O Nelson Rodrigues é incrível, quero fazer no palco, mas grande, com produção. Aí, quando conseguir, se segurem, porque irei fundo
Vera Fischer
Embora tenha feito novelas e séries, Vera nunca foi noveleira. Prefere o cinema e o teatro. Adorou quando, uns anos atrás, virou rainha do meme. “Criavam meme de tudo comigo como Helena (de Laços de Família). ‘Uma saladinha, Helena’, ‘Um cafezinho, Helena’. Adorava. Achava divertido, carinhoso”, diz.
Vera estava fazendo o crossover.
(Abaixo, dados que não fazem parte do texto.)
PR #84, opened 2022-11-11
Raise error in limits when all is nan

nvaytet:


tests/core/limits_test.py
```diff
@@ -44,11 +45,12 @@ def test_find_limits_with_ninf():
...
-def test_find_limits_no_finite_values():
+def test_find_limits_no_finite_values_raises():
     x = sc.array(dims=['x'], values=[np.nan, np.inf, np.NINF, np.nan], unit='m')
-    lims = find_limits(x)
-    assert sc.isnan(lims[0])
-    assert sc.isnan(lims[1])
+    with pytest.raises(ValueError) as e:
+        _ = find_limits(x)
+    assert str(e.value) == ("No finite values were found in array. "
+                            "Cannot compute limits.")
```
jl-wynen, line 53: You can use the `match` argument of `pytest.raises` instead.

jl-wynen (approved):
Only a minor thing, do it or leave it

tests/core/limits_test.py
nvaytet: Didn't know that arg, thanks. I applied it in all tests.

PR #85, opened 2022-11-11
Refactor inspector plot to use an InspectTool

nvaytet:
We refactor the inspector plot to use an `InspectTool` to make it easier in the future for using alongside other tools.


src/plopp/widgets/linecut_tool.py
```diff
@@ -0,0 +1,121 @@
...
+            if len(figure.graph_nodes) > 1:
+                raise ValueError("Cannot automatically generate tool because figure "
+                                 "has more than one artist.")
+            data = list(figure.graph_nodes.values())[0].request_data()
+        self._data_array = data
+        if (self._data_array.coords[figure.dims['x']].unit == self._data_array.coords[
+                figure.dims['y']].unit):
+            distance_unit = self._data_array.coords[figure.dims['x']].unit
+        else:
+            distance_unit = ''
```
SimonHeybrock, line 80: This is a bit weird. Maybe a unit mismatch would indicate that doing this is just conceptually meaningless anyway?

src/plopp/widgets/linecut_tool.py
```diff
@@ -0,0 +1,121 @@
...
+def interpolator(xy, interp_func, resolution, data_unit, distance_unit):
+    x1 = xy['x'][0]
+    y1 = xy['y'][0]
+    x2 = xy['x'][1]
+    y2 = xy['y'][1]
+
+    xvalues = np.linspace(x1, x2, resolution)
+    yvalues = np.linspace(y1, y2, resolution)
+
+    profile = np.array([interp_func(x, y)[0] for x, y in zip(xvalues, yvalues)])
```
SimonHeybrock, line 25: Why are you doing this in a loop?

src/plopp/widgets/linecut_tool.py
```diff
@@ -0,0 +1,121 @@
...
+    out = sc.DataArray(data=sc.array(dims=['distance'], values=profile, unit=data_unit),
+                       coords={
+                           'distance':
+                           sc.array(dims=['distance'],
+                                    values=np.linalg.norm(
+                                        [xvalues - xvalues[0], yvalues - yvalues[0]],
+                                        axis=0),
+                                    unit=distance_unit)
```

Depois de ter sido ídolo – objeto de desejo – dos pais, conquistava os filhos. O que ainda falta fazer? A série sobre sua vida, que mais? “Já fiz Plínio Marcos e Nelson Rodrigues no cinema. Fiz essa grande personagem que é a Norma Sueli, que termina crucificada no filme do Neville (D’Almeida). É muito forte.” No palco sonha com... a Geni de Toda Nudez Será Castigada. “Jabor fez um filme belíssimo, em que a Darlene Glória está incrível. O Nelson é incrível, quero fazer no palco, mas grande, com produção. Aí, quando conseguir, se segurem, porque irei fundo”, promete. Face a tudo que já fez, não é pouca promessa.